A kind reader, by which I mean Norm Geras, emailed me to point out this absurd piece by Mary Kenny in the Guardian. Norm has already made some pointed comments about it, so I’ll try not to go over the same bit of ground. But there’s really quite a lot to say, because there’s quite a lot wrong with the piece (and the pervasive way of thinking it typifies), so I think I’ll manage to find a few words.

But first I’ll point out one of Norm’s most amusing remarks, in reply to Kenny’s utterly ridiculous ‘Faith is a feminine thing.’

I have some questions here. First, how does Kenny know that faith is feminine? She doesn’t say. But I can think of a few counter-examples: the Pope, Desmond Tutu and a Jehovah’s Witness I once made the mistake of inviting through my front door for a chat. I’m compiling a more comprehensive list but won’t be able to post it till… I’ll have to get back to you on that.

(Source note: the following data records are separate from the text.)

PR #1708, opened 2026-06-27
refactor(agent): win_str de-dup sweep + relocate to agents/shared (#1681)

FortitudeEtc:
## What

Completes the #1681 win_str de-dup sweep and relocates the shared Windows wide↔UTF-8 helper so the agent core can use it.

1. **Relocate** `win_str.hpp` from `agents/plugins/shared/` → a new `agents/shared/` sibling leaf, so **both** `agents/core/` and `agents/plugins/` can include it (core couldn't reach a *plugin*-shared header without inverting the core←plugins dependency direction). Header stays `inline` + `#ifdef _WIN32` → no exported symbol crosses the plugin ABI (build-isolation invariant preserved).
2. **De-dup** ~18 duplicated inline `WideCharToMultiByte`/`MultiByteToWideChar` conversions across the agent **core** (`process_enum`, `dex_observer`, `guard_registry`, `guard_service`, `trigger_engine`; `guard_file`'s dead copy removed) and **11 plugins** (`processes`, `device_identity`, `filesystem`, `hardware`, `ioc`, `content_dist`, `disk_space`, `tar_dns_collector`, `tar_proc_etw`, `tar_proc_perf`, `tar_arp_collector`) onto `yuzu::win::{to_wide,from_wide,reg_sz_to_utf8}`.

Net **−100 lines**. **Behaviour-preserving by design** — the encoding *bugs* were already fixed in #1662/#1682; this only removes duplication, collapsing the per-site copies onto the single #1679-hardened source of truth so the cp1252-mojibake fix can no longer regress per-site.

**Two sites deliberately retained** (annotated): `temp_file` (writes into a caller `char*` out-param — different contract) and `installed_apps` (its #1662 copy strips all trailing NULs vs the shared first-NUL stop — aligning changes output bytes; tracked follow-up).

## Validation

- **Windows** (`build-windows`, agent + tests): build green; `win_str` unit tests 10/10, full agent suite **710/710**, full tar suite **222/222**.
- **Linux** (WSL, GCC 15.2): all 18 changed translation units compiled clean (0 errors) — confirms the `#ifdef _WIN32` gating holds off-Windows (`yuzu::win` is never referenced on Linux/macOS).

## Governance

Full pipeline run on the 5-commit range — **18 agent reviews, zero BLOCKING / CRITICAL / HIGH**:
- Gate 2: security-guardian PASS, docs-writer (4 SHOULD doc-drift, fixed)
- Gate 3: cpp-expert / cpp-safety / cross-platform / build-ci PASS; architect APPROVE; plugin-developer (1 SHOULD + 1 NICE, fixed)
- Gate 4: happy-path / unhappy-path / consistency-auditor — no BLOCKING
- Gate 5 (chaos): skipped — findings all verified-equivalent / doc-drift / pre-existing-latent
- Gate 6: compliance / sre / enterprise-readiness PASS (no control surface)
- Gate 7 hardening round + Gate 8 re-review (security / cpp-safety / docs): clean

All SHOULD/NICE folded into the hardening commit (doc-path drift, `agents/shared/` recorded as a sibling leaf, `installed_apps` back-pointer, `tar_arp` byte-parity restore).

## Follow-up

Yeah, it does take some brain-cudgelling, doesn’t it. Hmm, hmm, let’s see, male-type people in the religion game. The Pope? Oh, Norm already said that. Umm – gosh this is hard – oh, how about the Archbishop of Canterbury? Yes, that’s one. Err – that guy on Oxford Street with the ‘End is Nigh’ sign? Is he still there?

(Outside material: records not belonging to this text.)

Issue #1703, opened 2026-06-27
DEX: behavioral-read & audit-outage observability — read-path failure counter + audit-failure alert annotation (governance UP-2/UP-4)


FortitudeEtc:
Deferred observability SHOULDs from full governance on `feat/dex-observation-detail`. The *logs* landed in the PR (commit `9048ae0c` added the `dex_observation` step-fault `spdlog::warn`); the **Prometheus surfaces** below are deferred.

## UP-2 — read-path store-fault is metric-dark
`GuaranteedStateStore::dex_observation` now LOGS a prepare-fault and a step-fault (`SQLITE_CORRUPT`/`IOERR`), but there is **no counter**. The route renders a fault as the same opaque-200 "Observation not found" as a genuine miss, so a corrupt/locked `guardian-state.db` is invisible on dashboards.

- **Fix:** increment a read-path counter (e.g. `yuzu_server_guardian_read_failures_total`, or extend the existing write-path `yuzu_server_guardian_proj_failures_total`) on both fault arms, so a faulting store is distinguishable from not-found in Prometheus.
- Adjacent to #1637's "DB-error → 500 distinction" and the O3 `/observation` latency-histogram gap — fold together.

## UP-4 — audit-outage alert annotation misleads on HTML set-and-proceed surfaces
`YuzuAuditPersistFailures` (`docs/prometheus/yuzu-alerts.yml`) annotates "every route … is returning 503". The new `/fragments/dex/observation` (and the sibling `dex.device.view`/`dex.signal.view` HTML fragments) are **set-and-proceed**: they return **200 + `Sec-Audit-Failed: true`**, not 503. The counter (`yuzu_server_audit_emit_failed_total`) is route-agnostic so the alert still *fires*, but the annotation points operators at non-existent 503s.

- **Fix:** add `dex.observation.view` to the annotation and correct the "fail-closed … 503" wording to acknowledge the HTML 200+`Sec-Audit-Failed` surfaces.
- **Throw-path dark zone (cross-cutting):** `try_persist_audit`'s catch arm (`server/core/src/rest_audit.hpp`) logs WARN only — no counter bump. A throwing audit sink on an HTML surface is genuinely unobservable in Prometheus. Consider a counter in the catch arm (closes the gap for ALL behavioral surfaces, not just DEX).

## Pre-existing housekeeping
[...]

Issue #1647, opened 2026-06-24
Behavioral-PII audit-failure handling: remaining gaps + fail-closed-path hardening (CC7.2)


FortitudeEtc:
## Context

The #1623 adversarial review (HIGH, synthesizer elevation) flagged that the new name-anchored device-compliance route served per-device **behavioral** compliance while **discarding the `AuditFn` return** — so a silent audit-persistence failure (audit DB locked/full) let a CMDB/ServiceNow integration read audited-evidence data with **no `guardian.device.view` row** and **no out-of-band signal**. That route was fixed (capture the bool → `Sec-Audit-Failed: true`, set-and-proceed) as part of #1623.

The review's own systemic note: the discard **recurs across sibling behavioral-data routes** and the durable fix is **one shared pattern**, not N copies. This issue tracks closing the gap on the remaining sites.

## 1. Behavioral-data routes still discarding the `AuditFn` bool (CC6.6)

Each serves per-person behavioral data (`dex.device.view` / `guardian.device.view`) and ignores the audit-persist result:

- `server/core/src/rest_api_v1.cpp:4907` — `dex.device.view` REST (`GET /api/v1/guaranteed-state/events?agent_id=`)
- `server/core/src/device_routes.cpp:294` — `dex.device.view` dashboard fragment
- `server/core/src/device_routes.cpp:316` — `guardian.device.view` dashboard fragment

**Reference impl** (the #1623 device-compliance handler): capture the bool inside a `try { … } catch (...) { audit_ok = false; }`, then `if (!audit_ok) res.set_header("Sec-Audit-Failed", "true");` — **set-and-proceed**, mirroring the `/api/v1/events` (`api.v1.events.subscribe`) route. The `AuditFn` contract (`rest_api_v1.hpp`) already mandates that evidence-emitting handlers capture + surface this.

**Durable fix:** factor a single shared helper so every behavioral-data route surfaces audit-persist failure uniformly (avoid the per-site copy that created this drift). Decide the dashboard-fragment signal explicitly — `Sec-Audit-Failed` header vs an `audit_emitted` body flag — for browser-tier consumers.

## 2. `rule_names_for` unbounded `IN`-list (device-compliance store robustness, LOW)

[...]

PR #1710, opened 2026-06-28
Route remaining behavioural dispatch-audit sites through rest_audit chokepoint (#1647)

FortitudeEtc:
## What

Completes the #1647 catch-arm-parity rollout: routes the remaining **11** behavioural-PII dispatch/read audit sites that still called the `AuditFn` raw through the shared `detail::emit_behavioral_audit` chokepoint in `server/core/src/rest_audit.hpp`.

| File | Sites |
|---|---|
| `device_routes.cpp` | `device.live.*` (`/fragments/device/live/run`) |
| `dex_routes.cpp` | `dex.device.perf.query`, `dex.device.procperf.query` |
| `tar_tree_routes.cpp` | `tar.process_tree.{read ×3, detail}`, `tar.dns.read`, `tar.arp.read`, `tar.sources.{read,configure}` (+ `#include rest_audit.hpp`) |

## Why

These dispatch sites still discarded the `AuditFn` bool (tar) or set the header inline (dex/device) with **no `try/catch`** — so a throwing `audit_fn` (`bad_alloc`-class) escaped the handler into an httplib **500**, and the tar sites surfaced **no** `Sec-Audit-Failed` on a dropped audit row. Both are SOC 2 CC7.2/CC6.1 evidence-gap blind spots. The chokepoint already wraps `audit_fn` in try/catch + sets `Sec-Audit-Failed`; this routes the stragglers through it.

## Posture (unchanged)

Every migrated site is a **dashboard HTML fragment → set-and-proceed**. No read-PII route became a 503; no dispatch-audit was converted to fail-closed; nothing began dispatching where the old code refused. The only behaviour deltas are the intended ones: a throwing `audit_fn` is now **caught** (not a 500), and the tar sites now **surface `Sec-Audit-Failed`** on a dropped/throwing row (matching the already-migrated siblings).

## Hardening (governance Gate 7/8)

- `emit_behavioral_audit` now sets `Sec-Audit-Failed` **at most once** per response (`!res.has_header(...)` guard) — httplib's `set_header` appends to a multimap, so the two new multi-call surfaces (`dns`+`arp` pair, the per-source `configure` loop) could emit duplicate field-lines. Single-call callers unaffected.
- Tests: per-distinct-site throwing-`audit_fn` coverage (`CHECK_NOTHROW` + `Sec-Audit-Failed=="true"` + route-still-renders), returns-false coverage, **exactly-once** de-dup proofs (`get_header_value_count==1`, asserting both calls actually fired), and clean-path "header absent" regression guards across all three suites.

## Tests

Full server suite green (MSVC, `build-windows`): **1/1 OK, 0 Fail**, rebased on current `dev` (PR #1707 landed mid-flight; clean rebase, no overlap).

## Governance

Full pipeline (Gates 1–8): 12 reviewers + 4 Gate-8 re-reviewers. **Zero BLOCKING/CRITICAL/HIGH.** All NICE/SHOULD addressed.

## Deferred (tracked)

- **`rest_api_v1.cpp:5782`** — the `device.live.*` **REST** incarnation still calls `audit_fn` raw (throw→500 instead of 503+`Sec-Audit-Failed`). Fail-closed-before-dispatch, so **no PII-without-audit** exposure; it is the last un-migrated behavioural-PII audit site. **Stream B owns `rest_api_v1.cpp`** — noted on #1647.
- Throw-path metric dark-zone (`yuzu_server_audit_emit_failed_total` not bumped on throw) + alert-annotation refinement — tracked in **#1703**.
- Per-verb `Sec-Audit-Failed` notes in `audit-log.md` + `require_permission`/`require_admin` A4-denial reshaping — deferred (noted in CLAUDE.md).

Refs #1647.


fjarvis (dismissed):

Three reviewers (a Claude subagent + Codex independently then cross-examining, plus a Hermes cyber pass). Clean, behaviour-preserving audit-routing refactor — approving.

**Verified behaviour-preserving.** Diffed every emission site before/after (`git show 1121a99d:<f>` vs head): all raw `audit_fn(...)` calls across `device_routes.cpp`, `dex_routes.cpp`, and `tar_tree_routes.cpp` (8 sites) now route through `detail::emit_behavioral_audit`, with **zero raw calls remaining** and **none double-audited**. Verb strings, the `dispatched/success/no_agents` result ternaries, and the detail strings are byte-identical — audit coverage and the works-council taxonomy (`device.live.*`, `dex.device.{perf,procperf}.query`, `tar.dns.read` vs `tar.arp.read`) are preserved. The `tar_tree` sites now additionally surface `Sec-Audit-Failed` (they previously discarded the persist bool) — a strict improvement. The new catch-arm is a genuine safety gain: a throwing `audit_fn` that previously escaped to a 500 is now caught/logged/header-set with fail-closed posture preserved. The `!res.has_header(...)` idempotency guard is correct for the multi-call surfaces and is test-pinned (both rows fire, count==1).

**Adjudicated disagreement (Codex BLOCK → overruled to LOW).** Codex flagged `POST /api/v1/dex/devices/{id}/live` (`rest_api_v1.cpp:5782`) still calling `audit_fn` raw as the "last site outside the chokepoint." But: (1) `rest_api_v1.cpp` is **not in this PR's diff** — that site is byte-for-byte pre-existing, not a regression; (2) the PR's **own CLAUDE.md change explicitly defers it by name** with that exact rationale, tracked in **#1703**, and the CHANGELOG scopes the PR to the dashboard-fragment sites; (3) production `audit_fn` (`AuthRoutes::audit_log`) is bool-returning not throwing, and the site's returns-false branch already emits `503` + `Sec-Audit-Failed` without dispatching — so only a `bad_alloc`-class throw yields a 500, an observability nit on a rare path with the operation still correctly denied. Pre-existing + disclosed + fail-closed + tracked = out of scope for this PR, not a blocker.

**Findings:** all LOW/INFO (the deferred `/live` raw site #1703; caller-built detail strings forwarded unchanged — existing caller sanitizers cover them). CI green (Linux/Windows/macOS/proto-compat). The server suite couldn't build offline (in-tree vcpkg has libpq stripped), so the in-scope work was verified by before/after `git show` diff + standalone `rest_audit.hpp` compile + green CI.

fjarvis (approved):
Approved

So anyway. More seriously.

They want to give their children values. And they quite often feel a stirring of these transcendent values themselves, at about the same time…If you don’t believe me, look at the evidence, and visit a church, chapel or synagogue on a day of worship: you will find that at least two-thirds of the worshippers present are women, and 90% of these are mothers.

How the hell does she know what percentage of the women she sees in various random (note indirect article: a church, not my church, or St. Boniface-on-the-Green’s church, but any old church) religious gathering places, are mothers? Eh? Do they wear badges? Are they marked in some way? Or is she just extrapolating from statistics on what percentage of women are mothers. But that’s not safe – in fact it’s question-begging. For all she knows all the women in those religious gathering places are not mothers, and have come in either to rejoice at their freedom or to pray for conception. She doesn’t get to assume that 90% of any given gathering of women consists of mothers and then tell us ‘See? Look at all the mothers!’

But of course I also wanted to quote the stark nonsense about ‘transcendent values’ even though Norm already has. Note the quick assumption that values are ‘transcendent’ values, and also that church or synagogue attendance has some obvious connection with wanting to give children ‘values.’ And then yawn violently and think about something else.

Then there’s this absurdity:

It is a fairly well-kept secret that feminism originally arose among religious women in the 19th century: from Hannah More and Josephine Butler in Britain to Susan B Anthony and Elizabeth Cady Stanton in the US, feminism was an offshoot of evangelical Christianity, and that spiritual energy still hovers.

How could it possibly be a secret? Were there a great many atheists in the 19th century? Especially among women? (No, I’m not making Kenny’s point for her. The rarity of atheism among women in the 19th [as well as earlier] centuries is a contingent historical fact, not nonsense about the inherent ‘spirituality’ of women.) Of course feminism arose among (mostly) religious women in the 19th century – what other kind of women would it arise among? All those emancipated intellectual women living in their own book-lined flats in London and New York? News flash – there weren’t a lot of women like that in the 19th century. Naturally most 19th century feminist women were religious. It doesn’t follow that they have to go on being now.

For many women, perhaps even most women, some form of religious sensibility is what gets them through the night, and helps them lead the examined life, too.

Possibly. And possibly the same is true of many, perhaps even most men, too. So what? People can always learn to lead the examined life in a secular manner, after all. People change – even women do.